Sequencing of shikimate pathway genes from T. thermophila.

To determine if the five putative T. thermophila components of the arom pathway were transcribed as a true pentafusion gene rather than a gene cluster, we amplified the appropriate regions from cDNA. T. thermophila (a kind gift from Aaron Turkewitz, University of Chicago) were grown at 30°C with gentle rotation in SPP media (1% Proteose peptone, 0.2% dextrose, 0.1% yeast extract, 0.009% ferric EDTA). RNA was extracted from T. thermophila cells using Trizol reagent (Invitrogen) and used to generate cDNA using Superscript III (Invitrogen) according to the manufacturer's instructions.
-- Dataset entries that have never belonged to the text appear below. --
PR #184, opened 2019-09-27
Fix various issues in removeTemporal

martin-ueding:


urbach:
why does the test still fail?

urbach:
Is this working already with `deltat` not equal to 1?

martin-ueding:
The test now passes locally. I had to modify the sign in the old function (at the top of the file). So please have a look whether you agree with the fix there. Then the new function should be fine because it reproduces the unit tests.

martin-ueding:
I believe that `deltat` ≠ 1 does not work yet, but we are closer to it than before. Could we merge this, such that #193 also advances?

PR #186, opened 2019-10-07
add more first-class support for the imaginary part of the cf

kostrzewa:
It's nice to be able to count on the imaginary part of the ```cf``` to be taken care of during standard manipulations.


kostrzewa:
Of course, there is something somewhat important missing: there's no scaling by a complex constant.

R/cf.R
```diff
@@ -69,14 +70,16 @@ cf_meta <- function (.cf = cf(), nrObs = 1, Time = NA, nrStypes = 1, symmetrised
 #' @family cf constructors
 #'
 #' @export
-cf_boot <- function (.cf = cf(), boot.R, boot.l, seed, sim, cf.tsboot, resampling_method = 'bootstrap') {
+cf_boot <- function (.cf = cf(), boot.R, boot.l, seed, sim, cf.tsboot, icf.tsboot = NULL, resampling_method) {
```
kostrzewa: For safety reasons, I would like to force the specification of ```resampling_method```

R/cf.R
```diff
@@ -861,11 +941,20 @@ summary.cf <- function(object, ...) {
...
+      out <- cbind(iC=cf$icf0, itsboot.se = cf$itsboot.se)
+    }
   }
 
   if (inherits(cf, 'cf_jackknife')) {
     out <- cbind(out, jackknife.se=cf$jackknife.se)
     out <- cbind(out, jab.se=cf$jack.boot.se)
+
+    if( !is.null(cf$icf) ){
+      out <- cbind(out, ijackknife.se = cf$ijackknife.se)
```
kostrzewa: I haven't touched ```jackknifeafterboot.R``` yet

kostrzewa:
Some stuff will break as I move along here...

kostrzewa:
@martin-ueding A change which might affect your analyses / tests is that I've set ```cf$icf <- NULL``` in the sample data explicitly now (rather than arrays of ```NA```)

R/cf.R
```diff
@@ -585,6 +606,9 @@ add.cf <- function(cf1, cf2, a = 1.0, b = 1.0) {
 
 #' Arithmetically divide correlators
```
kostrzewa: Division does not make too much sense anyway, so I'm not too worried that what is done below is clearly not correct. For the cases where the signal of interest is either in the real or imaginary part, it would do the correct thing.

martin-ueding:
I think that she should have a definition of the `cf_orig` such that one can properly test for `icf`. So either it is always `NULL` (equivalent to not defined at all) or set to a scalar `NA` or to an array of NA of the same size as `cf`. I think that the first one indeed makes the most sense, and then one should act accordingly.

Perhaps we also just add a `has_icf <- function (cf) !is.null(cf$icf)` to make this implementation independent.

kostrzewa:
> I think that she should have a definition of the cf_orig such that one can properly test for icf. So either it is always NULL (equivalent to not defined at all) 

What's insufficient in the current implementation in your opionion?

```
cf_orig <- function (.cf = cf(), cf, icf = NULL) {
  stopifnot(inherits(.cf, 'cf'))

  .cf$cf <- cf
  .cf$icf <- icf

  class(.cf) <- append(class(.cf), 'cf_orig')
  return (.cf)
}
```

> Perhaps we also just add a has_icf <- function (cf) !is.null(cf$icf) to make this implementation independent.

Excellent plan, will do.

martin-ueding:
> What's insufficient in the current implementation in your opinion?

The implementation is fine and it serves as substitute for a formal definition of the class. So I think that this is just as fine as one can get with an S3 class.

R/cf.R
```diff
@@ -372,24 +383,28 @@ bootstrap.cf <- function(cf, boot.R=400, boot.l=2, seed=1234, sim="geom", endcor
   stopifnot(boot.l <= nrow(cf$cf))
   stopifnot(boot.R >= 1)
 
-  ## save random number generator state
```
kostrzewa: removed this as it's not required due to the usage of `swap_seed` below

R/cf.R
kostrzewa: partial support now available

kostrzewa:
I would like to skip `jab.cf.derived` as it's not quite clear what kind of derived quantity can be computed from the real and imaginary parts together. With that said, this is ready for review.

kostrzewa:
On a side-note, the error message there is confusing, isn't it @urbach?:

```r
jab.matrixfit <- function(cf, m=1) {
  if(!any(class(cf) == "matrixfit")) {
    stop("bootstrap.cf requires an object of class 'matrixfit' as input! Aborting!\n")
  }
  cf$jack.boot.se <- jab.cf.derived(cf=cf, m=m)
  return(invisible(cf))
}
```

kostrzewa:
@urbach should we address the point above in jackknifeafterbootstrap or should we just merge this one line change?

kostrzewa:
Alright, since there are no responses I will just merge this last bit in...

A series of overlapping clones were amplified by PCR, and the oligonucleotide primers are listed in Table S1 in the supplemental material. Amplicons were cloned into the pDRIVE vector by using the QIAGEN PCR cloning kit (QIAGEN) according to manufacturer's instructions. Clones were sequenced by MWG Biotech, Milton Keynes, United Kingdom, and assembled using Sequencher (Gene Codes, Ann Arbor, MI). This revealed a single open reading frame of 4,734 bp encoding a polypeptide of 1,578 amino acids.

Alignment and phylogenetic analyses of shikimate pathway genes.

Nine alignments were made for all shikimate pathway enzyme domains using CLUSTAL-X (52) and then manually corrected using SE-AL (http://evolve.zoo.ox.ac.uk/software.html?id=seal). These alignments include homologues from a wide diversity of prokaryote taxa with consistent taxon sampling between alignments where possible. Nonhomologous insertions and sequence characters that could not be aligned with confidence were removed from the alignments. The AroD enzyme domain was, in our opinion, too divergent to permit confident alignment and phylogenetic analyses across a broad sampling of taxa. We also excluded the hypothetical Plasmodium 5-enolpyruvylshikimate-3-phosphate synthase-shikimate kinase gene (aroA-K/L) (27) because we could not align this sequence for phylogenetic analyses with confidence. Since so many genes were included in the proceeding analyses, a table with GenBank accession numbers is not provided. However, all masked alignments, which contain GenBank accession numbers, are available from the corresponding author upon request.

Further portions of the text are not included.